The idealistic life and violent death of an animal rights champion
Regan Russell was influenced by ‘moral shock’ in the 1970s of ‘Animal Liberation’ book, and the seal hunt, on her road to activism
On her last evening alive, on the cusp of summer, Regan Russell sat in her backyard under a towering maple worthy of the Garden of Eden.
This was off Locke Street South in Hamilton, around the corner from St. John the Evangelist church, where as a girl she had asked the minister if animals had souls, and why they were sacrificed to God in the Bible.
Russell felt a weariness, and also foreboding, at what lay ahead.
She planned to attend her latest animal rights protest the next morning, June 19, outside Fearmans Pork on Harvester Road in Burlington.
Activists call the weekly demonstrations “vigils,” at which they “bear witness” to pigs hauled in trucks for slaughter, talk to the animals through gaps in the ventilated trailers, and squirt water into their mouths, as drivers pause before entering the facility.
She felt despair about a law passed two days earlier in the Ontario legislature — Bill 156 — that she knew would make it harder, even dangerous, to fulfil her calling to advocate for the pigs’ living conditions and work toward stopping the killing of animals altogether.

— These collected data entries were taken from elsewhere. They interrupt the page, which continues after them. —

PR #7755, opened 2026-03-10
Change nesting of `atTime` and zone `appendItems`

robertbastian:
Follow up https://github.com/unicode-org/icu4x/pull/7416

The time zone should be appended to the time, not to the joined `atTime` result: https://unicode-org.atlassian.net/browse/CLDR-19226


Manishearth:
Not my wheelhouse but can secondary review if needed.

provider/source/src/datetime/names.rs
```diff
@@ -530,7 +530,9 @@ fn datetimepattern_convert(
         GlueType::DateTime => at_time.parse(),
         GlueType::DateZone => append_tz.interpolate_to_string(["{1}", "{2}"]).parse(),
         GlueType::TimeZone => append_tz.interpolate_to_string(["{0}", "{2}"]).parse(),
-        GlueType::DateTimeZone => append_tz.interpolate_to_string([at_time, "{2}"]).parse(),
+        GlueType::DateTimeZone => at_time
+            .replace("{0}", &append_tz.interpolate_to_string(["{0}", "{2}"]))
+            .parse(),
```
sffc, line 535: Suggestion (optional): use the pattern parser instead of string replace

```suggestion
        GlueType::DateTimeZone => at_time
            .parse::<DoublePlaceholderPattern>()
            .interpolate_to_string([&append_tz.interpolate_to_string(["{0}", "{2}"]), "{1}"])
            .parse(),
```

robertbastian: `icu_pattern::Pattern` does not implement `FromStr`, its construction is more complicated

PR #7759, opened 2026-03-10
Polish compact decimal API

robertbastian:
https://github.com/unicode-org/icu4x/issues/3647

## Changelog: N/A


Manishearth:
Changelog is fine because experimental. In the final 2.2 changelog we'll probably have _something_ about compact decimal.

PR #7761, opened 2026-03-10
Add docs about input types for dynamic field sets

sffc:
#7758

Depends on #7763

CC @rizzen-yazston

In her backyard, Russell, who had recently turned 65, sipped a glass of wine and talked with her spouse Mark Powell.
She had been active in animal rights for 40 years.
She cared for rabbits, raccoons and wounded squirrels; she protested at Marineland in Niagara and a sled dog breeding operation in Quebec.
She pushed the envelope in her activism and was arrested nearly a dozen times.
“Maybe it’s time for you to pass the torch to the younger generation,” Powell told her. “We can still support them any way we can.”
He was worried for her safety more than usual. But he also knew there was no stopping her. All he could do was say his piece.
The next afternoon, a woman stood at his door.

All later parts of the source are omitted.